:: WHAT THE TASK REQUIRES ::
Reproduce the data that follows precisely.

:: EXCERPTED RECORDS ::
PR #2377, opened 2022-04-19
Fix csproj

KenitoInc:
### Issues

When I rebased my fork, I got this diff.
Probably caused by this commit https://github.com/OData/odata.net/commit/bae11a51b2e0be642e2e42351774f14508becf55

### Description

- [ ] *Test cases added*

### Additional work necessary

### DIFF
--- a/src/Microsoft.OData.Core/Microsoft.OData.Core.csproj
+++ b/src/Microsoft.OData.Core/Microsoft.OData.Core.csproj
@@ -77,20 +77,6 @@
     </Content>
   </ItemGroup>
 
-  <ItemGroup>
-    <Compile Update="Microsoft.OData.Core.cs">
-      <DesignTime>True</DesignTime>
-      <AutoGen>True</AutoGen>
-      <DependentUpon>Microsoft.OData.Core.tt</DependentUpon>
-    </Compile>
-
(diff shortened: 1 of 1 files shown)


src/Microsoft.OData.Core/Microsoft.OData.Core.csproj
```diff
@@ -77,20 +77,6 @@
     </Content>
   </ItemGroup>
 
-  <ItemGroup>
```
xuzhg, line 80: why do we remove them? They are needed for the resource generation

KenitoInc: Ping @corranrogue9

corranrogue9: I recall having an intermediate commit in my PR where I had accidentally removed this section, but these changes are not in the master branch, and I agree with Sam that they should stay.

KenitoInc: @corranrogue9  This [commit](https://github.com/OData/odata.net/commit/bae11a51b2e0be642e2e42351774f14508becf55) is in the master branch and it did some changes to csproj. Kindly have a look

:: TASK SOLUTION ::
PR #2377, opened 2022-04-19
Fix csproj

KenitoInc:
### Issues

When I rebased my fork, I got this diff.
Probably caused by this commit https://github.com/OData/odata.net/commit/bae11a51b2e0be642e2e42351774f14508becf55

### Description

- [ ] *Test cases added*

### Additional work necessary

### DIFF
--- a/src/Microsoft.OData.Core/Microsoft.OData.Core.csproj
+++ b/src/Microsoft.OData.Core/Microsoft.OData.Core.csproj
@@ -77,20 +77,6 @@
     </Content>
   </ItemGroup>
 
-  <ItemGroup>
-    <Compile Update="Microsoft.OData.Core.cs">
-      <DesignTime>True</DesignTime>
-      <AutoGen>True</AutoGen>
-      <DependentUpon>Microsoft.OData.Core.tt</DependentUpon>
-    </Compile>
-
(diff shortened: 1 of 1 files shown)


src/Microsoft.OData.Core/Microsoft.OData.Core.csproj
```diff
@@ -77,20 +77,6 @@
     </Content>
   </ItemGroup>
 
-  <ItemGroup>
```
xuzhg, line 80: why do we remove them? They are needed for the resource generation

KenitoInc: Ping @corranrogue9

corranrogue9: I recall having an intermediate commit in my PR where I had accidentally removed this section, but these changes are not in the master branch, and I agree with Sam that they should stay.

KenitoInc: @corranrogue9  This [commit](https://github.com/OData/odata.net/commit/bae11a51b2e0be642e2e42351774f14508becf55) is in the master branch and it did some changes to csproj. Kindly have a look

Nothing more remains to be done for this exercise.